*Exercise details:*
After locating the line with "edwarnicke, line 50: What" in the data that follows, return it and every later line exactly, up to and including the line with "edwarnicke: OK... just read".

(Collected data entries)

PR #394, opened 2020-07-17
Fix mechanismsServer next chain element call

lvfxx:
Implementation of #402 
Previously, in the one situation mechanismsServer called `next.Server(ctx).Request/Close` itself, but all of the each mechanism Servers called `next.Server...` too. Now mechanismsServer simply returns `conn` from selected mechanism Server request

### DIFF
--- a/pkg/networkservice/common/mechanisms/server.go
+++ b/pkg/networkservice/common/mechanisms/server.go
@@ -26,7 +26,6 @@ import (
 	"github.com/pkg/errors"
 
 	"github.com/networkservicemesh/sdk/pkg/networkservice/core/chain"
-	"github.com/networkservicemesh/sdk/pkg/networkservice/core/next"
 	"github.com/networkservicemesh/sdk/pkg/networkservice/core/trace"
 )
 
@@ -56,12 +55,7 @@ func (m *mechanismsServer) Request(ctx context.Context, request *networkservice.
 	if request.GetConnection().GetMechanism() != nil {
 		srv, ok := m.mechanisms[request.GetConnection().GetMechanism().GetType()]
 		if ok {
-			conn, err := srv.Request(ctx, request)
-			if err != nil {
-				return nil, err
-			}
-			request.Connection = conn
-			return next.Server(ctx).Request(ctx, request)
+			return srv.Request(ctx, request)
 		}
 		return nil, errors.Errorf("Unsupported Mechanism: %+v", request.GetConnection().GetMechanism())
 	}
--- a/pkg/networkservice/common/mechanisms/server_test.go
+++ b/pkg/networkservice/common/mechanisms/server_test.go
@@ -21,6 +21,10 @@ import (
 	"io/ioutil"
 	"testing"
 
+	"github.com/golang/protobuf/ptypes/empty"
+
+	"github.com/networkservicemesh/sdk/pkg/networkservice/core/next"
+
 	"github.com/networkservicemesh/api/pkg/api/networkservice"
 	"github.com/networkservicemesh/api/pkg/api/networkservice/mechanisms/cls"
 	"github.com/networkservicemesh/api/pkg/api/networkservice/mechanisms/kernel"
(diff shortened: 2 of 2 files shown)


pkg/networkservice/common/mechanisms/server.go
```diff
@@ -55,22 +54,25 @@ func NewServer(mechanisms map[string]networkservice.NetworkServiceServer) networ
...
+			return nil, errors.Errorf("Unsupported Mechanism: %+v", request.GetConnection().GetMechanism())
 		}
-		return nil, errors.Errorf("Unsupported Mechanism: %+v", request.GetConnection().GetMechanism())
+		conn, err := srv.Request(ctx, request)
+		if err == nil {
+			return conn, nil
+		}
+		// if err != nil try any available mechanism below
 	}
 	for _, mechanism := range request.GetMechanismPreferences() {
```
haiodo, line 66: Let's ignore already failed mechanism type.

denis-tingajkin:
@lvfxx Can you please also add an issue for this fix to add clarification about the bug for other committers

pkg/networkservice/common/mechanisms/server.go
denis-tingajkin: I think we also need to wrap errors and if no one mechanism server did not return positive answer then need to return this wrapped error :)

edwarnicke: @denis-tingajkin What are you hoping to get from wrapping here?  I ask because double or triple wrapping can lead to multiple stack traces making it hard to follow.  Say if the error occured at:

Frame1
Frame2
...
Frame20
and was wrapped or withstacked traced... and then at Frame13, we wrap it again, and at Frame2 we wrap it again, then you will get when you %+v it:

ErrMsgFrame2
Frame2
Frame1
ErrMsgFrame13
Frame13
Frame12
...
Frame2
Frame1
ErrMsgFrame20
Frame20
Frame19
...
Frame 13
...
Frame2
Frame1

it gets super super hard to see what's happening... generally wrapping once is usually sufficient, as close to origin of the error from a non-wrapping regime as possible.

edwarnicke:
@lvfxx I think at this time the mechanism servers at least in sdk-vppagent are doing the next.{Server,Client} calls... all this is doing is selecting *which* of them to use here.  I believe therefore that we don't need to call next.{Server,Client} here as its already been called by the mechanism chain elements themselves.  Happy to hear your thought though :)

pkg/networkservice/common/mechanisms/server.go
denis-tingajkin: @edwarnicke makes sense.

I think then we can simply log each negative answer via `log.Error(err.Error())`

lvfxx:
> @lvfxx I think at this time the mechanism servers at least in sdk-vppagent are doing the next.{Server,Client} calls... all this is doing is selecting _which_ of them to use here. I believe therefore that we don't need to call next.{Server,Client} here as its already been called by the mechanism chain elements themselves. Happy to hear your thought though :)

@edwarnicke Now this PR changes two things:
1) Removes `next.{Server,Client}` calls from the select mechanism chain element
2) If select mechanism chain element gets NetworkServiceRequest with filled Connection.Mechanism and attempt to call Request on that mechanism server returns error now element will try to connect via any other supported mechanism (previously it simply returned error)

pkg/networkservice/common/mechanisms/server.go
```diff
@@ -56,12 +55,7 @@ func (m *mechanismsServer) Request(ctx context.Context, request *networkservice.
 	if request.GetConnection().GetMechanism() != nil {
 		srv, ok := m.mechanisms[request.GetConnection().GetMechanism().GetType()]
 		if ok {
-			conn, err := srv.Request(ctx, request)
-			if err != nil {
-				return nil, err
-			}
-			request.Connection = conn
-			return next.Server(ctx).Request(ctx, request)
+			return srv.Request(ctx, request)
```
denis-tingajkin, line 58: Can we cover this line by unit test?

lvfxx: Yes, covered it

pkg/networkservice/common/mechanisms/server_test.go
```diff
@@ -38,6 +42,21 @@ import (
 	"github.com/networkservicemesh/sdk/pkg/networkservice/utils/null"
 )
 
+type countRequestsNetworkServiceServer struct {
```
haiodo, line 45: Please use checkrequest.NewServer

--

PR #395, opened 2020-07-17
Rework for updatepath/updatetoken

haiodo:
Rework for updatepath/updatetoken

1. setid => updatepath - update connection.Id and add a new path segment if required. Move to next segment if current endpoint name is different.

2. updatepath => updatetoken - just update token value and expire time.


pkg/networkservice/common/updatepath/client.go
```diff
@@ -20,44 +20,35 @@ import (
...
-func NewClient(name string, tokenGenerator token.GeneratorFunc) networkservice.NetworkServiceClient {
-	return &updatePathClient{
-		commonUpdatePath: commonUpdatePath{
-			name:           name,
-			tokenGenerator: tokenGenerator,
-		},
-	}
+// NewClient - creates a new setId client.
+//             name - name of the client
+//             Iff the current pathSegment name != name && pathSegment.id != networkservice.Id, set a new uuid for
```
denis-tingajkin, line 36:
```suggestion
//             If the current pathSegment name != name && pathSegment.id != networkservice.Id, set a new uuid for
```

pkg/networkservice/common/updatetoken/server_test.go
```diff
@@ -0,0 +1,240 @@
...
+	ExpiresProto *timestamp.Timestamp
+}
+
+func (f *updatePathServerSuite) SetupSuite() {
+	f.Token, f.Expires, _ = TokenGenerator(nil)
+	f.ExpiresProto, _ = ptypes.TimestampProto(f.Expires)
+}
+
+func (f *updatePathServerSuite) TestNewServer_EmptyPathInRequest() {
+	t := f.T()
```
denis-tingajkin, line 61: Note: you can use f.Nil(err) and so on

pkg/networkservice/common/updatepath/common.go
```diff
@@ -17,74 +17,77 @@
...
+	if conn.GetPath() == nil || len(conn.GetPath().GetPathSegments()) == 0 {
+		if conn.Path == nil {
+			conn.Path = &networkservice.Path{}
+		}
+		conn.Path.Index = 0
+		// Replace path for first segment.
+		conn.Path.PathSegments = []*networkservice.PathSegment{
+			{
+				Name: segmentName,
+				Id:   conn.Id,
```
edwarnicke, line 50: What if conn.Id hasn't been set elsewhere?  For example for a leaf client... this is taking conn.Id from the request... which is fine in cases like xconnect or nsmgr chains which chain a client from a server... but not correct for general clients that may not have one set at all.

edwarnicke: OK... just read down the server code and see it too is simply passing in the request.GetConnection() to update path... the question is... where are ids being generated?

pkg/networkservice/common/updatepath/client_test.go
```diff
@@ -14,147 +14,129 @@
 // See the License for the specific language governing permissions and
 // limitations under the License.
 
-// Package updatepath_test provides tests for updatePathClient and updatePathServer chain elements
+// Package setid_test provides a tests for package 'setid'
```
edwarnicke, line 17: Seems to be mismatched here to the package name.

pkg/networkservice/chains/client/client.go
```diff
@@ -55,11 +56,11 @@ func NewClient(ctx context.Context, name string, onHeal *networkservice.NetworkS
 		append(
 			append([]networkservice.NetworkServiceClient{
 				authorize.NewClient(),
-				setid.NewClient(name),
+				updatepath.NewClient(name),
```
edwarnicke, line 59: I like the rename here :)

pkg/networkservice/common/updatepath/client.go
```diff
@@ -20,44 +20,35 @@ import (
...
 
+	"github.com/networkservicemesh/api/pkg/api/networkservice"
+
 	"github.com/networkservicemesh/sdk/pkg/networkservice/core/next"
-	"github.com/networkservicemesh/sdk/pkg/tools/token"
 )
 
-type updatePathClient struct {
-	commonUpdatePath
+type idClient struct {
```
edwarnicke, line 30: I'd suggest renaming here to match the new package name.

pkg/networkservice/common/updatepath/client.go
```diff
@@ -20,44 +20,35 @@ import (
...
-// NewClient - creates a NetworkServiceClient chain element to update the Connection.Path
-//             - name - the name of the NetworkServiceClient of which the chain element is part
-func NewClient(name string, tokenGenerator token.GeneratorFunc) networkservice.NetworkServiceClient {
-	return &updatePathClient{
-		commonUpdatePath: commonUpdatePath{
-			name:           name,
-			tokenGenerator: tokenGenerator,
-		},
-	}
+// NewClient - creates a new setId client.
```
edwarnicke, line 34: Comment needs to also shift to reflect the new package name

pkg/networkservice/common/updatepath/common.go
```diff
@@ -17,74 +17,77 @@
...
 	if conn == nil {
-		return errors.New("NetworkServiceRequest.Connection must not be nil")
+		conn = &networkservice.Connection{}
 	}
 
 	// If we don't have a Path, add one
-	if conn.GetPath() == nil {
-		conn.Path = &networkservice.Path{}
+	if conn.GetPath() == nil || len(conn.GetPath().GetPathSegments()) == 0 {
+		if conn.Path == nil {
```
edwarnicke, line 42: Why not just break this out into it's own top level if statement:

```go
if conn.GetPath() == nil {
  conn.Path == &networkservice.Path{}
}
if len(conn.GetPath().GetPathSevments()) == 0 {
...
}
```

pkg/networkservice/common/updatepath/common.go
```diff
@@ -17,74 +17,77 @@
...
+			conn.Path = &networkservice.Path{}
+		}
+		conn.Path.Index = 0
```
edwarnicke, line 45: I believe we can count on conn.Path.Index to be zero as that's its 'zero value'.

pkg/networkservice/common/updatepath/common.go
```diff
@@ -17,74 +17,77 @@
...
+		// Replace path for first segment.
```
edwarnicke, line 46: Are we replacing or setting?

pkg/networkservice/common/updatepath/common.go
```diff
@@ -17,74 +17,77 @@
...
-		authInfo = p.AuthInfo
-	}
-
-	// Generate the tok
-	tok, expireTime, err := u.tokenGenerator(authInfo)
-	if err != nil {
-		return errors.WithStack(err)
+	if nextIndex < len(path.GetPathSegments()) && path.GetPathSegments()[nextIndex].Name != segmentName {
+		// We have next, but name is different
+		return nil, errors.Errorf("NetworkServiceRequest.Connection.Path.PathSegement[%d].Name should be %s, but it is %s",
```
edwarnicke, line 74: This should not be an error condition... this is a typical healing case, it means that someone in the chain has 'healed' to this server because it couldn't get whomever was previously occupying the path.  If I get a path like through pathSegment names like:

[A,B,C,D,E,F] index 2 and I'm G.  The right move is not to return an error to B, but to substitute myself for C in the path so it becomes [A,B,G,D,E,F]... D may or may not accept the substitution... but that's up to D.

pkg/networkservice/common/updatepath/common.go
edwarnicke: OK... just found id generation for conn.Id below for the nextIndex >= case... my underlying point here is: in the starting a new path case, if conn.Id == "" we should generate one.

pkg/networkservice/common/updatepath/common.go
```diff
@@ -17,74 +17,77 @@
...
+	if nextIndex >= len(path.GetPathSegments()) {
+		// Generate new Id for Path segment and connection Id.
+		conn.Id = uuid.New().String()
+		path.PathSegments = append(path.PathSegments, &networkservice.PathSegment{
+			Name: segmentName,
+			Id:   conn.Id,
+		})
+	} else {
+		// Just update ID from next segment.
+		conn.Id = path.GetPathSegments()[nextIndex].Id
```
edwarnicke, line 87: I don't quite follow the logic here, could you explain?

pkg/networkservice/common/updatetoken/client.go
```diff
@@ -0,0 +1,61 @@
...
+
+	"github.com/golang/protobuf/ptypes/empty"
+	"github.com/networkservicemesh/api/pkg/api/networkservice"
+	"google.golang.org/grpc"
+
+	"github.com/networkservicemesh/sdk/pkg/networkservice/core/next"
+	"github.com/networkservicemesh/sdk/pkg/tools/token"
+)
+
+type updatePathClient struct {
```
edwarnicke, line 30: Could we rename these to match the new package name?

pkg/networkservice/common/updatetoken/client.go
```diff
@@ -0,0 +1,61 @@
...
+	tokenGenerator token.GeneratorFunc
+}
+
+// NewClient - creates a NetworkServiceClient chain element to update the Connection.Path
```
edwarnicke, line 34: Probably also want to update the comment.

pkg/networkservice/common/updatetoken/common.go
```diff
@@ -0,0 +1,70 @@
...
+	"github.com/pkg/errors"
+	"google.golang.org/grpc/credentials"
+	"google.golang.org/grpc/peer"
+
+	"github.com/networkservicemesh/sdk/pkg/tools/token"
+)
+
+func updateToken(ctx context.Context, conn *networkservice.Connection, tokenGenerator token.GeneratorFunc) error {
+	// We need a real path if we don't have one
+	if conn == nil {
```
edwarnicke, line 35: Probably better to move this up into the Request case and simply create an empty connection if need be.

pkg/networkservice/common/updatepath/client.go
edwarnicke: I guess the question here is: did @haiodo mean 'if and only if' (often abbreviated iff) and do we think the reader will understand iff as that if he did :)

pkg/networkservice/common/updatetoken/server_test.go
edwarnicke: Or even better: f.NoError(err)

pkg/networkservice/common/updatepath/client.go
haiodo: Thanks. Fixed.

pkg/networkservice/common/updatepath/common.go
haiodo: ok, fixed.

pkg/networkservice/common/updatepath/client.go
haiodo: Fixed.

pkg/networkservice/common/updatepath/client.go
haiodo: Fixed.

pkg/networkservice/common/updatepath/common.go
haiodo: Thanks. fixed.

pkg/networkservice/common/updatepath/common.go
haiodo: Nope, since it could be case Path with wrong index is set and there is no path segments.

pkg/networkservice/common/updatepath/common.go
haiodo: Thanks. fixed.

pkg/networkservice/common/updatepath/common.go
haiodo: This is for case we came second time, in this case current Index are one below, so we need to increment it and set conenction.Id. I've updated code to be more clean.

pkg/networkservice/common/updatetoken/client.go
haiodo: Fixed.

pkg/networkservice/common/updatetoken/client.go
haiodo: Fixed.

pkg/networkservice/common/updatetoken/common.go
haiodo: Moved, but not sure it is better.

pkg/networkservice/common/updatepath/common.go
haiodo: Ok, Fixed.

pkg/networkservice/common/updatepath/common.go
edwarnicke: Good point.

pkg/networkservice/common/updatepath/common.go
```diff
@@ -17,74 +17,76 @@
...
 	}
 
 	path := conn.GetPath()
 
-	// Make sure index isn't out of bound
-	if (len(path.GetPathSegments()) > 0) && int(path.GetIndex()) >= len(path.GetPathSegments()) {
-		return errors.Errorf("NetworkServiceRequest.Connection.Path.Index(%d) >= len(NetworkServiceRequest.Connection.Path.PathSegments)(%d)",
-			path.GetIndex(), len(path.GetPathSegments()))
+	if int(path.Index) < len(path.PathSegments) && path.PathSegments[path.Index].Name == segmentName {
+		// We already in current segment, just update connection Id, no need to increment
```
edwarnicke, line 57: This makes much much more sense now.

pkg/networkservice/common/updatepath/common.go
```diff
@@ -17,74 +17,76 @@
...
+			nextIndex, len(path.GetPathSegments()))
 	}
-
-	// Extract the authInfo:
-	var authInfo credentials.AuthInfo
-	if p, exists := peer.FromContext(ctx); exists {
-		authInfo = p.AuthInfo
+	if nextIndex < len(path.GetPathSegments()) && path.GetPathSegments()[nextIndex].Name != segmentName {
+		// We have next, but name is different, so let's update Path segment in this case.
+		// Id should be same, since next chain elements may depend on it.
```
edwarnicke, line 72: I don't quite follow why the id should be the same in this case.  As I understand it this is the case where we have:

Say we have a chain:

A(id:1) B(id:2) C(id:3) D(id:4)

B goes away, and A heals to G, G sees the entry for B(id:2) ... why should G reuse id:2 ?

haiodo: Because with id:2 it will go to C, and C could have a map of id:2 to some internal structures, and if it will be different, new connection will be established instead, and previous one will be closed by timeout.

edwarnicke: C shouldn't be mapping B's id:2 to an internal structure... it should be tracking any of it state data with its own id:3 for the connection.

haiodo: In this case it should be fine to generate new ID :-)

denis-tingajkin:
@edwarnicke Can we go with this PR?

*Task solution:*
edwarnicke, line 50: What if conn.Id hasn't been set elsewhere?  For example for a leaf client... this is taking conn.Id from the request... which is fine in cases like xconnect or nsmgr chains which chain a client from a server... but not correct for general clients that may not have one set at all.

edwarnicke: OK... just read down the server code and see it too is simply passing in the request.GetConnection() to update path... the question is... where are ids being generated?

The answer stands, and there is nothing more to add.